[Exercise directions]: Retype exactly the lines below, beginning with the first and ending with the line where "Skip patching VM-less VMI in mutator." appears.
☆ ☆ ☆ ☆
PR #9941, opened 2026-01-26
fix: skip patching VM-less VMI in mutator

wheatdog:
#### Problem:

Couldn't create a VMI directly since the VMI mutator currently expect the existence of the wrapping VM CR.

#### Solution:

Skip patching VM-less VMI in mutator.

#### Related Issue(s):

#9172 

#### Test plan:

- Create a VMI directly via kubectl

N/A

### DIFF
--- a/pkg/webhook/resources/virtualmachineinstance/mutator.go
+++ b/pkg/webhook/resources/virtualmachineinstance/mutator.go
@@ -5,6 +5,7 @@ import (
 	"fmt"
 
 	"github.com/sirupsen/logrus"
+	apierrors "k8s.io/apimachinery/pkg/api/errors"
 	admissionregv1 "k8s.io/api/admissionregistration/v1"
 	"k8s.io/apimachinery/pkg/runtime"
 	kubevirtv1 "kubevirt.io/api/core/v1"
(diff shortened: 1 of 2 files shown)


pohanhuang (approved):
LGTM

pohanhuang:
Hi @wheatdog ,

After some thought about this PR, I have a question.

Since #9172 is about ephemeral VMs for GitLab runners, have we considered just helping users create a VM + VMI pair together instead of allowing bare VMI?

The way I see it:
- Current fix: Skip the mutator for bare VMI (works, but leaves bare VMI as a supported path)
- Alternative: Provide a pattern or API for "create VM + VMI atomically" (keeps architecture clean)

What do you think?

wheatdog:
Hi @pohanhuang, thanks for bringing this up. I prefer this solution since
- creating VM-less VMIs directly is supported in vanilla KubeVirt
- this limitation was a side effect of https://github.com/harvester/harvester/pull/8339, which is part of the solution to preserve MAC addresses of VMs and shouldn't affect VMI creation

The goal is to unblock power users, like the reporter of this issue, to use most of the feature in vanilla KubeVirt.

> have we considered just helping users create a VM + VMI pair together instead of allowing bare VMI

> Provide a pattern or API for "create VM + VMI atomically"

As mentioned in [KubeVirt's doc](https://kubevirt.io/user-guide/architecture/#application-layout), it's suggested to not create VMI directly but by a high level resource, and guess what, like VirtualMachine (VM)! This is the typical usage in Harvester. So I think we don't need to build anything new to co-create VM + VMI together. They could use VM if they want.

pohanhuang:
Ah, makes sense! Thanks for explaining! The fix looks good to me.

wheatdog:
@harvester/dev could you help me review this short PR when you are available? I would like to have a few more reviews before merging. Thanks!

brandboat (approved):
LGTM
☆ ☆ ☆ ☆
[Task solution]:
PR #9941, opened 2026-01-26
fix: skip patching VM-less VMI in mutator

wheatdog:
#### Problem:

Couldn't create a VMI directly since the VMI mutator currently expect the existence of the wrapping VM CR.

#### Solution:

Skip patching VM-less VMI in mutator.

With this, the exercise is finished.